- Date: February 26 – March 4
- Edition: 8th (men) / 1st (women)
- Surface: Clay / Outdoor
- Location: Acapulco, Mexico

Champions

Men's singles
- Gustavo Kuerten

Women's singles
- Amanda Coetzer

Men's doubles
- Donald Johnson / Gustavo Kuerten

Women's doubles
- María José Martínez / Anabel Medina Garrigues
- ← 2000 · Abierto Mexicano · 2002 →

= 2001 Abierto Mexicano Pegaso =

The 2001 Abierto Mexicano Pegaso was a tennis tournament played on outdoor clay courts at the Fairmont Acapulco Princess in Acapulco in Mexico that was part of the International Series Gold of the 2001 ATP Tour and of Tier III of the 2001 WTA Tour.

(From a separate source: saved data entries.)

PR #820, opened 2024-11-17
feat: PHP SPX

SamJUK:
Supporting work to make use of the new PHP SPX images introduced in https://github.com/wardenenv/images/pull/17

PR for Supporting documentation: https://github.com/wardenenv/docs/pull/25

**Key Points:**
- New boolean feature flag `WARDEN_PHP_SPX` to toggle feature state
- Feature flag added to each .env init template, with a default of disabled
- Update `warden shell` to automatically pick the correct container depending on the feature flag


commands/shell.cmd
```diff
@@ -7,7 +7,9 @@ loadEnvConfig "${WARDEN_ENV_PATH}" || exit $?
 ## set defaults for this command which can be overridden either using exports in the user
 ## profile or setting them in the .env configuration on a per-project basis
 WARDEN_ENV_SHELL_COMMAND=${WARDEN_ENV_SHELL_COMMAND:-bash}
-WARDEN_ENV_SHELL_CONTAINER=${WARDEN_ENV_SHELL_CONTAINER:-php-fpm}
+
+WARDEN_ENV_DEFAULT_SHELL_CONTAINER=$([ $WARDEN_PHP_SPX == 1 ] && echo "php-spx" || echo "php-fpm")
```
bap14, line 11: @SamJUK I don't fully agree with this. The `warden shell` goes to the standard php-fpm container and `warden debug` goes to php-debug container. To me this would seem like we could either add a flag `--spx` or create a new `warden spx` command to drop to a shell in it.

SamJUK: Makes sense, I'll switch it over to a separate command `warden spx` (since AFAIK the flag approach is not widely used across the project)

ihor-sviziev (approved):

ihor-sviziev:
Waiting for these changes to be merged and delivered as a release that we can use on daily basis :)

monteshot:
I updated Warden (alternative installation)
Added to project file(.env):
```
WARDEN_PHP_SPX=1
```

Then ran 
```warden svc pull; warden svc up; warden env pull; warden env up;```  
 
I successfully get SPX UI 
image.

Then I disabled SPX

```WARDEN_PHP_SPX=0```

And run
```
warden env down; warden env up;
``` 

The Project is not working anymore
image
image

SamJUK:
Can you make sure you do not have any SPX related cookies remaining? Or try in Incognito / with another browser?

ihor-sviziev:
I guess it has to be added to documentation https://github.com/wardenenv/docs/pull/25#issuecomment-2490963821

monteshot:
I tried to Disable SPX from the UI... I think there is an issue because SPX cookies are still present.

> "Another option - remove SPX_* cookies from your browser"

This solution works as a workaround. I think an additional mechanism(on Traefik or somewhere else) should be created only for disabling the feature.

bap14:
@SamJUK Unfortunately there are going to end up being manual steps no matter what because disabling the service won't update the cookies in your browser. Just like if you stopped the xdebug container and then sent a request with the `XDEBUG_SESSION` cookie set it would also result in an error. To my knowledge there isn't a PHP-SPX chrome extension, but that could be a potential solution for this, but that's also technically a manual process as well.

Issue #823, opened 2024-11-26
PhpMyAdmin - error is shown after updating warden to dev version


ihor-sviziev:
Follow up to https://github.com/wardenenv/warden/pull/801:

> Today, I installed dev version of Warden, ran `warden svc up`, and got the following notice:
<img width="1637" alt="image" src="https://github.com/user-attachments/assets/36cd6e5f-8547-46bf-8757-00537033688e">

Also, running `warden svc config` shows an error:
<img width="1246" alt="image" src="https://github.com/user-attachments/assets/058db27b-9da0-4f38-bcf6-eaeeabda6ecc">

@monteshot could you check that?

_Originally posted by @ihor-sviziev in https://github.com/wardenenv/warden/issues/801#issuecomment-2498642767_

monteshot:
It seems like there is no Docker image for PMA. I don't have a Mac. I will try to reproduce it on WSL.

monteshot:
Clear WSL Ubuntu:
![image](https://github.com/user-attachments/assets/79ca9b2b-dab5-437e-b4c2-01ee55b79503)

@ihor-sviziev, What is the best way to resolve this issue?

monteshot:
Mb this PR will fix the root issue with incorrect directory/file creation during the docker-compose spins up the project
https://github.com/wardenenv/warden/pull/824

PR #824, opened 2024-11-26
fix(svc.cmd): ensure phpMyAdmin config file is consistently managed

monteshot:
Add checks to remove outdated phpMyAdmin config file if it exists and create a new one if absent. Clean up redundant directory creation steps.

https://github.com/wardenenv/warden/issues/823

### DIFF
--- a/commands/svc.cmd
+++ b/commands/svc.cmd
@@ -45,6 +45,13 @@ fi
 
 WARDEN_PHPMYADMIN_ENABLE="${WARDEN_PHPMYADMIN_ENABLE:-1}"
 if [[ "${WARDEN_PHPMYADMIN_ENABLE}" == 1 ]]; then
+    if [[ -d "${WARDEN_HOME_DIR}/etc/phpmyadmin/config.user.inc.php" ]]; then
+        rm -rf ${WARDEN_HOME_DIR}/etc/phpmyadmin/config.user.inc.php
+    fi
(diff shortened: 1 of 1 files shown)


commands/svc.cmd
```diff
@@ -45,6 +45,13 @@ fi
 
 WARDEN_PHPMYADMIN_ENABLE="${WARDEN_PHPMYADMIN_ENABLE:-1}"
 if [[ "${WARDEN_PHPMYADMIN_ENABLE}" == 1 ]]; then
+    if [[ -d "${WARDEN_HOME_DIR}/etc/phpmyadmin/config.user.inc.php" ]]; then
+        rm -rf ${WARDEN_HOME_DIR}/etc/phpmyadmin/config.user.inc.php
+    fi
```
ihor-sviziev, line 50: I don't think you can remove this directory when the container is running.

Could you confirm that?

Since changes with phpmyadmin isn't added to release yet, I suggest not covering this case at all (remove these lines), but provide a manual instruction for those who affected.

ihor-sviziev: Just checked - on Mac it worked fine. If it also works fine for other OS, I don't mind keeping it as is

monteshot: This case works even when the whole .warden directory is deleted. 
I tested it when SVC containers ran: I removed the ".warden" directory and started SVCs again.

Running the command after the incorrect type of entity is created:
image

I propose to leave all the lines in the PR.

Issue #846, opened 2025-03-01
[Command] Vite HMR not working within Laravel container


bap14:
### Version of Warden

0.15.0

### Operating System and Installation Method

macOS 15.3.1 via Brew

### Describe the Bug

Since Laravel 9 Vite has been used as the bundler; however, running the bundler in dev mode within the Warden container. Currently you have to either customize the laravel project's warden config or run just run each build after editing code.

### To Reproduce

1. Initialize a new Laravel Warden environment
2. Create a new Laravel React Starter Kit project
3. Run `npm run dev` from within warden shell
4. View login page

### Expected Behavior

Login page renders and re-renders as you modify your source code. A simple test would be to change the layout of the auth page.

### Additional context

Actual result is a blank page because requests to Vite for dynamically bundled resources are blocked or otherwise fail.

bap14:
Main PR: https://github.com/wardenenv/warden/pull/847
Documentation PR: https://github.com/wardenenv/docs/pull/29

PR #847, opened 2025-03-01
[Feature] Add support to run vite in warden container and still have HMR

bap14:
**Check List**
- [x] Is there an existing feature request / issue? #846
- [x] Matching PR in the documentation repo ( https://github.com/wardenenv/docs/pull/29 )
- [x] Entry in CHANGELOG.md

**Is your feature request related to a problem? Please describe.**  
Running `warden shell -c 'npm run dev'` in a Laravel react project using vite will start to fail rendering pages. This is because there is no routing from the browser to the Vite listener in the container.

**Describe the solution you've submitted**  
Add a new route in Traefik specifically for Vite to route requests to the vite dev server in the php-fpm container

**Describe alternatives you've considered**  
Adjusting the warden service to allow specifying additional ports you want to bind to, and then configuring the routing at the environment level so requests to port 5173 go to the vite HMR.

**Additional context**


navarr:
At a glance this looks good. I trust your testing for merging purposes and I can include it in the next release. An extra thank you for including a documentation PR!

My only feedback would be to ask if it would make sense for these projects to have vite Auto-start in its own container based on a flag. Though this is definitely a good addition

bap14:
@navarr  I haven't tested just these changes. I ported changes I made to a local install into a PR, but this is only what was necessary to get it working. I'll give it a test and report back.

As for your other feedback about this being a separate image, I see why it would make sense. A small node container running just the vite stuff would be a solution. The problem I see is the dev experience. Once you get the project files, you now have to do something like `warden env exec -it node-vite npm run dev`; or, we would need to add a new command to warden so we can do something like `warden env vite npm run dev`. Either way, it's not great.

My thought process was since we already bundle Node into our PHP image, why not leverage it and keep it simple? `warden shell -c 'npm run dev'`. To your point of separation of concerns, if we "force" the laravel package to use a separate node server for bundling, should we do the same for Magento's bundler? Does it need access to PHP or would it work so long as the full codebase is available?

I'm happy to explore that option, but this was a quick way to get this working.

navarr:
Let's move forward with this - just wanted to ask the question! 

There's a lot more Warden can do for dev experience. Thank you for the contribution!

bap14:
@navarr  I can confirm this is working: https://www.loom.com/share/b9a9b5c794834c0bbd7693b30e93d31d?sid=425998cf-8c7e-466d-9a4b-113414c9f3ad

PR #743, opened 2017-01-05
Default highscores

### LINKED ISSUE #232: Add default high scores
Currently you set default high scores by hacking the high_scores data file. Should add a way to specify these via the config, as well as high score reset timers (days, months, etc) as well as reset methods

jabdoa2:
fix  #232

### DIFF
--- a/mpf/modes/high_score/config/high_score.yaml
+++ b/mpf/modes/high_score/config/high_score.yaml
@@ -17,6 +17,13 @@ high_score:
       - HIGH SCORE 2
       - HIGH SCORE 3
       - HIGH SCORE 4
+  defaults:
+    score:
+      - BRI: 4242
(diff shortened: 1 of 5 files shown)


mpf/modes/high_score/config/high_score.yaml
```diff
@@ -17,6 +17,13 @@ high_score:
       - HIGH SCORE 2
       - HIGH SCORE 3
       - HIGH SCORE 4
+  defaults:
```
jabdoa2, line 20: @toomanybrians what do you think about the syntax? If you are fine with this we can merge.

toomanybrians: Looks good to me

toomanybrians (approved):

PR #748, opened 2017-01-15
Add psu device and refactor score_reels

jabdoa2:


jabdoa2:
Superseeded by #825 and #821

Issue #754, opened 2017-01-22
Crash in Shots


jabdoa2:
```
INFO : SwitchController : <<<<< switch: s_switch4, State:0 >>>>>
INFO : SwitchController : <<<<< switch: s_switch4, State:1 >>>>>
INFO : Mode.attract : Mode Starting. Priority: 10
INFO : Machine : Shutting down...
INFO : Machine : Shutting down...
ERROR : asyncio : Exception in callback EventManager._done(<Task finishe...scriptable",)>)
handle: <Handle EventManager._done(<Task finishe...scriptable",)>)>
Traceback (most recent call last):
  File "/Library/Frameworks/Python.framework/Versions/3.5/lib/python3.5/asyncio/events.py", line 125, in _run
    self._callback(*self._args)
  File "/Library/Frameworks/Python.framework/Versions/3.5/lib/python3.5/site-packages/mpf/core/events.py", line 530, in _done
    future.result()
  File "/Library/Frameworks/Python.framework/Versions/3.5/lib/python3.5/asyncio/futures.py", line 274, in result
    raise self._exception
  File "/Library/Frameworks/Python.framework/Versions/3.5/lib/python3.5/asyncio/tasks.py", line 239, in _step
    result = coro.send(None)
  File "/Library/Frameworks/Python.framework/Versions/3.5/lib/python3.5/site-packages/mpf/core/events.py", line 462, in _run_handlers_sequential
    handler.callback(queue=queue, **merged_kwargs)
  File "/Library/Frameworks/Python.framework/Versions/3.5/lib/python3.5/site-packages/mpf/core/mode.py", line 487, in _control_event_handler
    callback(mode=self)
  File "/Library/Frameworks/Python.framework/Versions/3.5/lib/python3.5/site-packages/mpf/devices/shot.py", line 696, in reset
    self.jump(mode, state=0)
  File "/Library/Frameworks/Python.framework/Versions/3.5/lib/python3.5/site-packages/mpf/devices/shot.py", line 655, in jump
    if state == self.player[self.get_profile_by_key('mode', mode)['settings']['player_variable']]:
```

From: https://groups.google.com/forum/#!topic/mpf-users/WgK4AOVWEvM

jabdoa2:
This is also a symptom of #838 since it also happens during fuzzing

jabdoa2:
fixed in dev

PR #820, opened 2017-03-14
event priorities and cleanup

jabdoa2:
- add explicit event priorities
- validate event priorities. two handlers on the same class instance
  cannot bind on the same event with the same priority
- fix some types with the help of mypy
- cleanup some code


jabdoa2:
fixes #754

jabdoa2:
merged into next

The tournament was held from February 26 through March 4, 2001.

==Finals==

===Men's singles===

BRA Gustavo Kuerten defeated ESP Galo Blanco 6–4, 6–2
- It was Kuerten's 2nd title of the year and the 19th of his career.

===Women's singles===

RSA Amanda Coetzer defeated RUS Elena Dementieva 2–6, 6–1, 6–2
- It was Coetzer's 2nd title of the year and the 16th of her career.

===Men's doubles===

USA Donald Johnson / BRA Gustavo Kuerten defeated RSA David Adams / ARG Martín García 6–3, 7–6^{(7–5)}
- It was Johnson's 1st title of the year and the 15th of his career. It was Kuerten's 3rd title of the year and the 20th of his career.

===Women's doubles===

ESP María José Martínez / ESP Anabel Medina Garrigues defeated ESP Virginia Ruano Pascual / ARG Paola Suárez 6–4, 6–7^{(5–7)}, 7–5
- It was Martínez's 1st title of the year and the 1st of her career. It was Medina Garrigues' 1st title of the year and the 1st of her career.